It doesn’t seem like importing FASTQ files into an artifact with the green + button creates an Active Job that I can examine.

How can I learn how to do this import step with the Artifact API (for example, in Jupyter?)

Thanks!

Hi @mamillerpa!

Importing is a built-in action in QIIME 2, and since it's not a part of a plugin, the Studio doesn't automatically show the Python code like it does for a plugin action.

We have a very basic Aritfact API tutorial that shows how to import data using the Python API. The example in the tutorial shows how to use the Artifact.import_data() method to import a pandas.DataFrame into a FeatureTable[Frequency] artifact. The import_data() method can be used to import other types of data (as long as they are in a supported format). In addition to Python objects (e.g. the pandas.DataFrame example), files and directories can be imported, which is what you'll want to do with the FASTQ manifest.

We'll be providing an expanded Artifact API tutorial within the next release or two, and will follow up here when that's available. In the meantime, here's an example of how to import a FASTQ manifest using the Artifact API. I'm using the importing tutorial's example data to import a manifest for single-end reads with Phred 33 quality scores, but the process is similar for the other FASTQ manifest variants.

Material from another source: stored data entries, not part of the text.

PR #32, opened 2017-06-08
RAP-2040 Large number of managed disposables cause massive GC hit

georgelesica-wf:
> - bug / critical
> - feature

### Description

When there are a large number of managed disposables (10k+), disposal of the managing object causes a large number of garbage collections apparently due to the list of futures that we build in the dispose() method.

### Changes

This isn't a perfect solution (yet) but I think it improves things a bit. We don't build a list of futures. Instead we await them one at a time in a for-loop.

This would perform much better if we didn't have to check to `isDisposedOrDisposing` in the callbacks we set up on management. However, these are necessary, for now, because the documented semantics allow most managed objects to be disposed / closed out-of-band. This means we have to handle that event to prevent memory leaks, so on dispose we have to remove each one from the list of disposables we maintain.

### Semantic Versioning

- [x] **Patch**
- [ ] **Minor**
* [ ] Major

### Testing/QA

- [ ] CI passes
- [ ] See me for a +10 walkthrough

### Code Review

@dustinlessard-wf
@evanweible-wf
@jayudey-wf
@maxwellpeterson-wf
@sebastianmalysa-wf
@trentgrover-wf

### DIFF
--- a/lib/src/disposable/disposable.dart
+++ b/lib/src/disposable/disposable.dart
@@ -14,6 +14,7 @@
 
 import 'dart:async';
 
+import 'dart:collection';
 import 'package:meta/meta.dart';
 
 import 'package:w_common/src/disposable/disposable_manager.dart';
@@ -165,9 +166,9 @@ typedef Future<dynamic> Disposer();
 /// composition to include the [Disposable] machinery without changing
 /// the public interface of our class or polluting its lifecycle.
 class Disposable implements _Disposable, DisposableManagerV3 {
-  List<Future<dynamic>> _awaitableFutures = <Future<dynamic>>[];
+  final Set<Future> _awaitableFutures = new HashSet<Future>();
   Completer<Null> _didDispose = new Completer<Null>();
-  List<_Disposable> _internalDisposables = <_Disposable>[];
+  final Set<_Disposable> _internalDisposables = new HashSet<_Disposable>();
   bool _isDisposing = false;
 
   /// A [Future] that will complete when this object has been disposed.
@@ -196,9 +197,13 @@ class Disposable implements _Disposable, DisposableManagerV3 {
     _throwOnInvalidCall('awaitBeforeDispose', 'future', future);
     _awaitableFutures.add(future);
     future.then((_) {
-      _awaitableFutures.remove(future);
+      if (!isDisposedOrDisposing) {
+        _awaitableFutures.remove(future);
+      }
     }).catchError((_) {
-      _awaitableFutures.remove(future);
+      if (!isDisposedOrDisposing) {
+        _awaitableFutures.remove(future);
+      }
     });
     return future;
   }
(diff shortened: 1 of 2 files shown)


aviary2-wf:
## Raven
Number of Findings: 0

lib/src/disposable/disposable.dart
```diff
@@ -196,9 +197,13 @@ class Disposable implements _Disposable, DisposableManagerV3 {
...
     future.then((_) {
-      _awaitableFutures.remove(future);
+      if (!isDisposedOrDisposing) {
+        _awaitableFutures.remove(future);
+      }
     }).catchError((_) {
-      _awaitableFutures.remove(future);
+      if (!isDisposedOrDisposing) {
+        _awaitableFutures.remove(future);
+      }
```
bencampbell-wf: 🔮  You could use `whenComplete` to handle the error and success case in one statement.

lib/src/disposable/disposable.dart
```diff
@@ -273,9 +280,13 @@ class Disposable implements _Disposable, DisposableManagerV3 {
...
     completer.future.catchError((e) {
-      _internalDisposables.remove(disposable);
+      if (!isDisposedOrDisposing) {
+        _internalDisposables.remove(disposable);
+      }
     }).then((_) {
-      _internalDisposables.remove(disposable);
+      if (!isDisposedOrDisposing) {
+        _internalDisposables.remove(disposable);
+      }
```
bencampbell-wf: 🔮  You could use `whenComplete` to handle the error and success case in one statement.

lib/src/disposable/disposable.dart
```diff
@@ -214,19 +219,17 @@ class Disposable implements _Disposable, DisposableManagerV3 {
...
-    List<Future<dynamic>> futures = []
-      ..addAll(_internalDisposables.map((disposable) => disposable.dispose()))
-      ..add(onDispose());
-    _internalDisposables = [];
+    await Future.wait(_awaitableFutures);
+    _awaitableFutures.clear();
+
+    for (var disposable in _internalDisposables) {
+      await disposable.dispose();
+    }
```
bencampbell-wf: :man_shrugging: I'd be interested in seeing the change in the JS output to see what is changing under the hood.

georgelesica-wf: Yeah, that's what we thought. Once we get this squared away I'm going create a minimal test case and try to get to the bottom of it.

lib/src/disposable/disposable.dart
georgelesica-wf: Actually, I tried that just now and noticed that `whenComplete` re-raises exceptions, which we don't want in this case. Maybe there's a workaround.

todbachman-wf:
+10

#### Testing Performed:
- [x] Confirm CI passes
- [x] Link into docs
- [x] In Chrome, open a document with XBRL enabled
- [x] Profile the behavior of closing a document
- [x] Confirm the time to close the document is improved (previously 20 seconds to close)
- [x] Confirm memory consumption when the document is closed is improved

todbachman-wf:
QA +1

- [x] Testing instruction
- [x] Dev +1's
  - N/A
  - N/A
- [x] All unit tests pass
- [ ] Release notes provided

Merging into master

Here's the code I ran in an IPython interactive shell -- you can run this same code in the Jupyter Notebook or with regular Python.

In [1]: !ls
se-33  se-33-manifest  se-33.zip

In [2]: !ls se-33
sample1.fastq.gz  sample2_S1_L001_R1_001.fastq.gz

In [3]: from qiime2 import Artifact

In [4]: artifact = Artifact.import_data('SampleData[SequencesWithQuality]', 'se-33-manifest', view_type='SingleEndFastqManifestPhred33')

In [5]: artifact
Out[5]: <artifact: SampleData[SequencesWithQuality] uuid: 2ce29984-8aff-4d5a-80c1-f4d895c43e7f>

In [6]: artifact.save('single-end-demux.qza')
Out[6]: 'single-end-demux.qza'

In [7]: !ls
se-33  se-33-manifest  se-33.zip  single-end-demux.qza

In this example, we have the se-33-manifest file and a se-33/ directory of FASTQ files to import. The import step happens in Cell 4. where we use Artifact.import_data(). Here are the components of the import_data() call:

  • The first argument is the semantic type of the artifact ('SampleData[SequencesWithQuality]'). This argument corresponds to the CLI's --type option.

  • The second argument is the FASTQ manifest file path ('se-33-manifest') that's in the current working directory (I'm using a relative file path; absolute file paths also work). This argument corresponds to the CLI's --input-path option.

  • The third argument is the view type, which in this case is the name of the FASTQ manifest file format we're using (view_type='SingleEndFastqManifestPhred33'). This argument corresponds to the CLI's --source-format option.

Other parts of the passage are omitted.